I bought a national real estate franchise in my very early 20's. At the time... I was the youngest female owner in the world. Not sure if that was ever beaten or not. A decent credit score was taken into consideration along with cash flow.

The point is: he doesn't necessarily have to have an 800 Credit Score at 18, but we do want to help him fast track it as much as possible. He's expressed an interest in going into the family business (something that we have never forced upon our our children). There are LOTS of opportunities available. If we had utilized credit more and not tried paying cash for everything... I believe that we would be way further along in our retirement savings. We still have a good 20 years (assuming we 'retire' around 55 - 59). Nobody taught us about money and credit. I wish that they would have. Now, we plan to help both of our kids try and master it.

Can you elaborate on this:
"If we had utilized credit more and not tried paying cash for everything... I believe that we would be way further along in our retirement savings."
 
Instead of tying up the majority of money in a single project and going one at a time... we could have financed it and did multiple projects. If you've got a 20 - 25% return (not counting management and commissions) on each project... selling 5 or 6 (compared to 1) offers way better return. Even with interest to the bank... you come out way ahead. So, if we had done 25 or 30 instead of 4 or 5... we'd would have been better off. And that money could have been used to make it work even better for us.
 
Instead of tying up the majority of money in a single project and going one at a time... we could have financed it and did multiple projects. If you've got a 20 - 25% return (not counting management and commissions) on each project... selling 5 or 6 (compared to 1) offers way better return. Even with interest to the bank... you come out way ahead. So, if we had done 25 or 30 instead of 4 or 5... we'd would have been better off. And that money could have been used to make it work even better for us.
Could you have guaranteed that kind of return on all of those projects? If so, thats a great deal.
 
Could you have guaranteed that kind of return on all of those projects? If so, thats a great deal.

A 20 - 25% return should be extremely realistic on a land deal with a spec home going up. Of course, as the market cools off… it becomes a lot riskier. That’s why you strike when the iron is hot. Borrowing money from a bank and paying some interest is well worth the added expense. We could have done a lot more instead of trying to pay cash and not go in debt. And that extra profit would have gone a long way towards accomplishing other short and long term goals.
 
A 20 - 25% return should be extremely realistic on a land deal with a spec home going up. Of course, as the market cools off… it becomes a lot riskier. That’s why you strike when the iron is hot. Borrowing money from a bank and paying some interest is well worth the added expense. We could have done a lot more instead of trying to pay cash and not go in debt. And that extra profit would have gone a long way towards accomplishing other short and long term goals.
I certainly see your perspective and understand the math, I'm just too risk averse to work that way.
 
Instead of tying up the majority of money in a single project and going one at a time... we could have financed it and did multiple projects. If you've got a 20 - 25% return (not counting management and commissions) on each project... selling 5 or 6 (compared to 1) offers way better return. Even with interest to the bank... you come out way ahead. So, if we had done 25 or 30 instead of 4 or 5... we'd would have been better off. And that money could have been used to make it work even better for us.

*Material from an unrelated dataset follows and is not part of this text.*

PR #1922, opened 2019-04-02
Improve MathML for corners

ronkok:
This PR corrects the MathML for `\ulcorner`, `\urcorner`, `\llcorner`, and `\lrcorner`. The KaTeX fonts have the glyphs for those functions located at the box drawing corners. This PR points the MathML at the Unicode code points for corners in the Miscellaneous Technical part of the Unicode table.


src/macros.js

Sounds like a good way to go bankrupt ala many real estate groups in the 2008 bust and the 80s bust before that. Rinse repeat. I know a lot of people do it. But, early in the process you create considerable vulnerability while you hold the debt and have no equity. One at a time while you create the illusion you know what you’re doing seems safer.

One way to fasttrack him would be to provide whatever resource you had to buy a real estate chain in your early 20s. They don’t seem that pricey compared to say buying a McDonald’s.